**TASK INSTRUCTIONS:** Return only the number of lines in the entries below that hold the word "type".

Saved data entries:
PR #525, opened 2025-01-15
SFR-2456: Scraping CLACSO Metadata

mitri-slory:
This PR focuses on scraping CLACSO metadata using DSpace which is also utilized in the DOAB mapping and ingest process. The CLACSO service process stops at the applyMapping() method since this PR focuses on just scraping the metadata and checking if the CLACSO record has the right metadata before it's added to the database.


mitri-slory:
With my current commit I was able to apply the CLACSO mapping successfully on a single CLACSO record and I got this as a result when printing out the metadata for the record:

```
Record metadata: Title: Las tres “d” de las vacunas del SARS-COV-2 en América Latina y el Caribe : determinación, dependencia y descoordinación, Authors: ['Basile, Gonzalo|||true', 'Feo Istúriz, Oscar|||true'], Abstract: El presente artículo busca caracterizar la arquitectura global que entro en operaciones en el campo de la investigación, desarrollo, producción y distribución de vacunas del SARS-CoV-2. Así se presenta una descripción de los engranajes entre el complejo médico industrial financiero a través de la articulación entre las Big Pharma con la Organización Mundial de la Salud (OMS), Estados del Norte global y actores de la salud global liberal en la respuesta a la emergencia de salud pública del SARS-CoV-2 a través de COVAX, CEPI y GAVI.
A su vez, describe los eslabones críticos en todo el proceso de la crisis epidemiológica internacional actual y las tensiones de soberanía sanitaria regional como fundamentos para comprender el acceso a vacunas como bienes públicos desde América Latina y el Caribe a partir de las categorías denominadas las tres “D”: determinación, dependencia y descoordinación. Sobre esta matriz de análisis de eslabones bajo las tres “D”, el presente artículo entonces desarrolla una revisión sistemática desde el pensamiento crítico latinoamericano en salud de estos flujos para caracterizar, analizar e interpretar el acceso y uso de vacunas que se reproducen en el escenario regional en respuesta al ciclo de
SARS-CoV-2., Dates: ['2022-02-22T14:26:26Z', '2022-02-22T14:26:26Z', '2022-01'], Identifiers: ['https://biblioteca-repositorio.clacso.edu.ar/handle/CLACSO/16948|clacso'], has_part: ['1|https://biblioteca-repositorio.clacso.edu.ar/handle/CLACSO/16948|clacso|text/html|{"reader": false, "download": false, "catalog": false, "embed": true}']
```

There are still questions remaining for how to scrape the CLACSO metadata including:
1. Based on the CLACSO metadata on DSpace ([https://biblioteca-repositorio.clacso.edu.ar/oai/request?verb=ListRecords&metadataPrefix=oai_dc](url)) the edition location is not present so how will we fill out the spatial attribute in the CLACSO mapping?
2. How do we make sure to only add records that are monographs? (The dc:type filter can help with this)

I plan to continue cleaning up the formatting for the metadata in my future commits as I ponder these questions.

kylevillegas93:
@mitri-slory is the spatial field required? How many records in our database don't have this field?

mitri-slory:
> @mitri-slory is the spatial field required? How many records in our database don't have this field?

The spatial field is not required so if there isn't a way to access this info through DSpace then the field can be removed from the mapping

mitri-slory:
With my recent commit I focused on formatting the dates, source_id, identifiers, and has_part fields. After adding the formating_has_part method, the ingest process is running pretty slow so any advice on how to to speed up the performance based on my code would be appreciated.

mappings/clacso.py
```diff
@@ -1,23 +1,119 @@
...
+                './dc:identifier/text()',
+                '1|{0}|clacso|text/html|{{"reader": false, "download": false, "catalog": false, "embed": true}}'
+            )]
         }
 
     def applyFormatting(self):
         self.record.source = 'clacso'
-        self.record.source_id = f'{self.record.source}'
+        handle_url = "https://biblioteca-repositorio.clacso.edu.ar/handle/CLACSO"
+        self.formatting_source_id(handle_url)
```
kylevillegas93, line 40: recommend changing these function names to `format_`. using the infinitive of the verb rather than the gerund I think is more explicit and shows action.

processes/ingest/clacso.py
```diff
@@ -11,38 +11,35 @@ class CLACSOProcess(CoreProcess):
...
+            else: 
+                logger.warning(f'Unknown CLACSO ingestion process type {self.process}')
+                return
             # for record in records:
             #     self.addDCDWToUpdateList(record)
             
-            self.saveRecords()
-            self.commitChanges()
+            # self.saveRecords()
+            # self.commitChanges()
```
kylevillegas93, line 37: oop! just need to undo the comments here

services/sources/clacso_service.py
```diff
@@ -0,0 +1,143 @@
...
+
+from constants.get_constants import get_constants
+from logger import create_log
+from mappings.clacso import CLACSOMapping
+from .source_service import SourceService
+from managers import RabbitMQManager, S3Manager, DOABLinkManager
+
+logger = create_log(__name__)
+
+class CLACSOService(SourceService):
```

**WRITTEN ANSWER:** 2